● **Exercise details**:
All of the entries must appear again exactly as written.

(Records contained in a dataset)

####################

PR #2131, opened 2025-05-11
Replace usage of `cgi` for ruby 3.5 compatibility

Earlopain:
In Ruby 3.5, most of the cgi gem is removed. That includes `CGI.parse`, which `rouge` uses.

But, we can subsistute it with `URI.decode_www_form`. The data is returned in a slightly different format (array of arrays instead of a hash), so do some processing to get back into the expected structure.

https://bugs.ruby-lang.org/issues/21258

### DIFF
--- a/lib/rouge/cli.rb
+++ b/lib/rouge/cli.rb
@@ -5,6 +5,7 @@
 # to use this module, require 'rouge/cli'.
 
 require 'rbconfig'
+require 'uri'
 
 module Rouge
   class FileReader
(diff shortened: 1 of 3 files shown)


yahonda:
It would be great if someone could review this pull request because Rails CI started failing https://buildkite.com/rails/rails-nightly/builds/2679#0198a53d-2b95-4767-95aa-e54f1297493d/1193-1197 and this should resolve it.

jneen:
@tancnle if gitlab doesn't currently have the capacity to maintain this gem, I should mention I am open for contracting work and am happy to put in some hours to get it back on track.

tancnle:
The MR LGTM! We would need to add ruby-head to our CI at some point.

####################

● **The answer**:
PR #2131, opened 2025-05-11
Replace usage of `cgi` for ruby 3.5 compatibility

Earlopain:
In Ruby 3.5, most of the cgi gem is removed. That includes `CGI.parse`, which `rouge` uses.

But, we can subsistute it with `URI.decode_www_form`. The data is returned in a slightly different format (array of arrays instead of a hash), so do some processing to get back into the expected structure.

https://bugs.ruby-lang.org/issues/21258

### DIFF
--- a/lib/rouge/cli.rb
+++ b/lib/rouge/cli.rb
@@ -5,6 +5,7 @@
 # to use this module, require 'rouge/cli'.
 
 require 'rbconfig'
+require 'uri'
 
 module Rouge
   class FileReader
(diff shortened: 1 of 3 files shown)


yahonda:
It would be great if someone could review this pull request because Rails CI started failing https://buildkite.com/rails/rails-nightly/builds/2679#0198a53d-2b95-4767-95aa-e54f1297493d/1193-1197 and this should resolve it.

jneen:
@tancnle if gitlab doesn't currently have the capacity to maintain this gem, I should mention I am open for contracting work and am happy to put in some hours to get it back on track.

tancnle:
The MR LGTM! We would need to add ruby-head to our CI at some point.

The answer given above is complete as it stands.